Every URL is checked to see if it contains a matching device UUID in each of the existing webhooks URLs. Every URL that contained a matching device UUID is checked to see if it also contains a matching push id token. Every URL that does not contain a matching push id token is deleted via the webhook REST Api (these urls would exist if the user un-installed and re-installed the application, since the push id tokens change on a per app instance basis).
If a URL with a matching device UUID and matching push id token is found, the Notifications: On toggle is automatically set to on and configured to whatever events that web-hook was already set to.
The method 300 may utilize various security based protocols and technologies (e.g., TLS, Helmet, and Azure Store Encryption) that the push notification server leverages to protect its content and processes.
In the examples given herein, modules may be implemented as a hardware circuit comprising custom very large scale integration (VLSI) circuits or gate arrays, off-the-shelf semiconductors such as logic chips, transistors, or other discrete components. A module may also be implemented in programmable hardware devices such as field programmable gate arrays, programmable array logic, programmable logic devices, graphics processing units, or the like.
A module may be at least partially implemented in software for execution by various types of processors. An identified unit of executable code may include one or more physical or logical blocks of computer instructions that may, for instance, be organized as an object, procedure, routine, subroutine, or function. Executables of an identified module co-located or stored in different locations such that, when joined logically together, comprise the module.
A module of executable code may be a single instruction, one or more data structures, one or more data sets, a plurality of instructions, or the like distributed over several different code segments, among different programs, across several memory devices, or the like. Operational or functional data may be identified and illustrated herein within modules, and may be embodied in a suitable form and organized within any suitable type of data structure.
In the examples given herein, a computer program may be configured in hardware, software, or a hybrid implementation. The computer program may be composed of modules that are in operative communication with one another, and to pass information or instructions.
Although features and elements are described above in particular combinations, one of ordinary skill in the art will appreciate that each feature or element can be used alone or in any combination with the other features and elements. In addition, the methods described herein may be implemented in a computer program, software, or firmware incorporated in a computer-readable medium for execution by a computer or processor.

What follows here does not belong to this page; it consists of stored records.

PR #473, opened 2026-07-13
feat(dialect): scaffold hipsr op pipeline

mingyueliuh:
Scaffold the op-generation pipeline for the `hipsr` dialect. No ops are defined yet — this only wires up the base class and TableGen op generation so later PRs can add ops one at a time.

- Add `HipsrOps.td` with the `Hipsr_Op` base class.
- Add op decls/defs generation (`-gen-op-decls` / `-gen-op-defs`) to `HipsrDialectIncGen`.
- Add `HipsrOps.h` / `HipsrOps.cpp`, link into `HipsrDialectIR`, and register the (empty) op list in `initialize()`.


wcy123 (approved):
LGTM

Examples of computer-readable media include electronic signals (transmitted over wired or wireless connections) and computer-readable storage media. Examples of computer-readable storage media include, but are not limited to, a read only memory (ROM), a random access memory (RAM), a register, cache memory, semiconductor memory devices, magnetic media such as internal hard disks and removable disks, magneto-optical media, and optical media such as CD-ROM disks, and digital versatile disks (DVDs).